Problem 43

Question

One side of a triangle is increasing at a rate of 3 $\mathrm{cm} / \mathrm{s}$ and a second side is decreasing at a rate of 2 $\mathrm{cm} / \mathrm{s} .$ If the area of the triangle remains constant, at what rate does the angle between the sides change when the first side is 20 $\mathrm{cm}$ long, the second side is $30 \mathrm{cm},$ and the angle is $\pi / 6 ?$

Step-by-Step Solution

Verified

Answer

The angle changes at a rate of $ \frac{\sqrt{3}}{90} $ radians per second.

1Step 1: Identify the Given Rates and Initial Values

We have side lengths given as $ a = 20 \text{ cm} $ and $ b = 30 \text{ cm} $. The angle $ \theta $ between them is $ \frac{\pi}{6} $. The rates are $ \frac{da}{dt} = 3 \text{ cm/s} $ and $ \frac{db}{dt} = -2 \text{ cm/s} $. The area $ A $ is constant.

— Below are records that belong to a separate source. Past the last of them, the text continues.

PR #4951, opened 2021-03-23
Declare `CArray._indexing()` only in CuPy JIT mode

asi1024:
Enclosed the `CArray._indexing` declarations with `#ifdef CUPY_JIT_MODE`, because ROCm tries to find `thrust::get` before the expansion of template member functions whereas CUDA does not.


takagi (approved):
LGTM! I've checked this change works on AMD's cluster.

takagi:
pfnCI, test this please.

PR #4955, opened 2021-03-23
First step of `mypy` introduction

asi1024:
Introduces mypy 0.931 for static type checks.

### DIFF
--- a/.github/workflows/pretest.yml
+++ b/.github/workflows/pretest.yml
@@ -50,6 +50,10 @@ jobs:
         autopep8 -r . --diff | tee check_autopep8
         test ! -s check_autopep8
 
+    - name: Static Type Checking (mypy)
+      run: |
+        mypy cupy cupyx cupy_backends
+
     - name: Test - Docs Build
       run: |
         # Test to detect invalid escape sequences in docstrings (#1619)
--- a/setup.cfg
+++ b/setup.cfg
@@ -37,3 +37,7 @@ xfail_strict=true
 
 [metadata]
 license_files = docs/source/license.rst
+
+[mypy]
+ignore_missing_imports = True
+disable_error_code = attr-defined
--- a/setup.py
+++ b/setup.py
@@ -37,6 +37,8 @@ extras_require = {
         'flake8==3.8.4',
         'pbr==5.5.1',
         'pycodestyle==2.6.0',
+        'types-setuptools==57.4.8',
+        'mypy==0.931',
     ],
     'test': [
         # 4.2 <= pytest < 6.2 is slow collecting tests and times out on CI.
--- a/.gitignore
+++ b/.gitignore
@@ -10,6 +10,7 @@ build
 .\#*
 .coverage
 .eggs/
+.mypy_cache
 _readthedocs_build
 /TAGS
 /docs/source/reference/**/generated
--- a/cupy/__init__.py
+++ b/cupy/__init__.py
@@ -16,15 +16,15 @@ _environment._preload_library('nccl')  # NOQA
 
 try:
     from cupy import _core  # NOQA
-except ImportError as e:
+except ImportError as exc:
     raise ImportError(f'''
 ================================================================
 {_environment._diagnose_import_error()}
 
 Original error:
-  {type(e).__name__}: {e}
+  {type(exc).__name__}: {exc}
 ================================================================
-''') from e
+''') from exc
 
 
 from cupy import cuda  # NOQA
--- a/cupy/_core/__init__.py
+++ b/cupy/_core/__init__.py
@@ -1,3 +1,5 @@
+# mypy: ignore-errors
+
 from cupy._core import core  # NOQA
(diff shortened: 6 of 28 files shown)


leofang:
Just FYI. From the recent typing work in mpi4py (https://github.com/mpi4py/mpi4py/pull/20) I was under the impression that all mypy type annotations have to be done manually, which is a horrifying work...I hope there is a better way to do this!

kmaehashi:
Random notes:
* Cython has an open PR to support generating stubs (but seems stalled: https://github.com/cython/cython/pull/3818)
* `mypy-stubgen` may be used to generate a stub https://github.com/cython/cython/issues/3150
* We have to add `*.pyi` files to sdist/wheel distribution, once we are ready to expose it to users

asi1024:
Rebased!

setup.py
```diff
@@ -42,8 +42,10 @@
     'stylecheck': [
         'autopep8==1.5.5',
         'flake8==3.8.4',
+        'numpy==1.20.*',
```
asi1024, line 45: `mypy` seems to require also type hints of `pytest`. May I split these requirements to `typecheck`?
```py
'typecheck': [
    'mypy==0.812',
    'numpy==1.20.*'
    'pytest>=6.2',
]
```

asi1024: Had an offline discussion with @kmaehashi, and decided to install them at `pretest.yml` instead.

kmaehashi:
> Cython has an open PR to support generating stubs (but seems stalled: Add type stub generation to cython cython/cython#3818)

Cython types are not fully compatible with Python types, so by nature Cython cannot generate a "final" `pyi` file, although stub can be generated. We have to consider the alternate way.

First of all, I'd like to avoid writing `pyi` files by hand, if possible. Maintaining 3 separate files for each module (`pyx` for implementations, `pxd` for C APIs (`cdef`/`cpdef`), `pyi` for Python APIs (`def`/`cpdef`)) is terrible, especially considering our resource.

From the experience on my small project (adding type annotation to my private Cython-based project: https://github.com/kmaehashi/pypict/pull/28), I think adding type annotations to docstring and using `mypy-stubgen` to *directly* generate a "final" `pyi` file is the most reasonable idea (although I also agree that this is not the "best" solution.) This approach is similar to what mpi4py is using (https://github.com/mpi4py/mpi4py/pull/20). The difference is:

* `mpi4py` patches Cython to automatically generate signature in docstring (https://github.com/mpi4py/mpi4py/blob/8275070dc9bc2d2221012863ecba459d65742b17/conf/cyautodoc.py#L244-L246)
* `mpi4py` uses forked version of `mypy-stubgen` (https://github.com/mpi4py/mpi4py/blob/8275070dc9bc2d2221012863ecba459d65742b17/conf/mpistubgen.py)

Pros:
* Both Cython/Python signatures are defined in one place, so it is easy to maintain and review.
  Example: https://github.com/kmaehashi/pypict/blob/44c7be54d0889c5162d6cb63807dd8a8c854ef8c/pypict/capi.pyx#L182-L183
* Signatures embedded to docstrings can be used as a documentation on Sphinx's autodoc.
  (Although this is no longer a merit once https://github.com/sphinx-doc/sphinx/pull/4824 got merged.)

Cons:
* We rely on `mypy-stubgen` to generate a final `pyi` files.
  However we can fork `mypy-stubgen` when needed.
* Internal methods added by Cython also appear in the output of `mypy-stubgen` so we have to remove them manually.
  We have to hack the generated pyi files like this: https://github.com/kmaehashi/pypict/blob/master/stubgen.sh

.github/workflows/pretest.yml
```diff
@@ -50,6 +50,11 @@ jobs:
         autopep8 -r . --diff | tee check_autopep8
         test ! -s check_autopep8
 
+    - name: Static Type Checking (mypy)
+      run: |
+        pip install numpy==1.21.* mypy==0.790
```
kmaehashi, line 55: * Are there any reasons to use old versions of numpy/mypy here?
* How about adding `mypy` to `setup.py` (`test`) so that contributors can use the same mypy version as CI?

.github/workflows/pretest.yml
```diff
@@ -50,6 +50,11 @@ jobs:
...
+        mypy cupy
```
kmaehashi, line 56: I guess cupyx and cupy_backends needs to be specified?

setup.cfg
```diff
@@ -37,3 +37,7 @@ xfail_strict=true
 
 [metadata]
 license_files = docs/source/license.rst
+
+[mypy]
+ignore_missing_imports = True
+disable_error_code = attr-defined
```
kmaehashi, line 43: Note for later reference: these are needed as Cython part is not typed at all and Python code calling APIs written in Cython raises an error.

kmaehashi (commented):
Thanks, LGTM except for few nits!

kmaehashi (approved):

2Step 2: Use the Formula for the Area of a Triangle

The area $ A $ of a triangle with sides $ a, b $ and angle $ \theta $ is given by \[ A = \frac{1}{2}ab\sin\theta \] Since the area is constant, $ \frac{dA}{dt} = 0 $.

3Step 3: Differentiate the Area Formula with Respect to Time

Differentiate both sides of the area formula with respect to time $ t $: \[ \frac{d}{dt}\left( \frac{1}{2}ab\sin\theta \right) = 0 \] Applying the product rule, we get: \[ \frac{1}{2} \left( \frac{da}{dt} b \sin\theta + a \frac{db}{dt} \sin\theta + ab \frac{d}{dt}(\sin\theta) \right) = 0 \] Simplify it: \[ \frac{1}{2} \left( 3 \cdot 30 \cdot \frac{1}{2} + 20 \cdot (-2) \cdot \frac{1}{2} + 20 \cdot 30 \cdot \cos\left(\frac{\pi}{6}\right)\frac{d\theta}{dt}\right) = 0 \]

4Step 4: Simplify and Solve for the Rate of Change of the Angle

Simplify further: \[ \frac{1}{2}(45 - 20 \cdot 2 + 20 \cdot 30 \cdot \cos\left(\frac{\pi}{6}\right)\frac{d\theta}{dt}) = 0 \] \[ 15 - 20 + 20 \cdot 30 \cdot \frac{\sqrt{3}}{2} \frac{d\theta}{dt} = 0 \] \[ -5 + 300\frac{\sqrt{3}}{2} \frac{d\theta}{dt} = 0 \] Solve for $ \frac{d\theta}{dt} $: \[ 300\frac{\sqrt{3}}{2} \frac{d\theta}{dt} = 5 \] \[ 150\sqrt{3} \frac{d\theta}{dt} = 5 \] \[ \frac{d\theta}{dt} = \frac{5}{150\sqrt{3}} = \frac{1}{30\sqrt{3}} \] Simplify further: \[ \frac{d\theta}{dt} = \frac{\sqrt{3}}{90} \]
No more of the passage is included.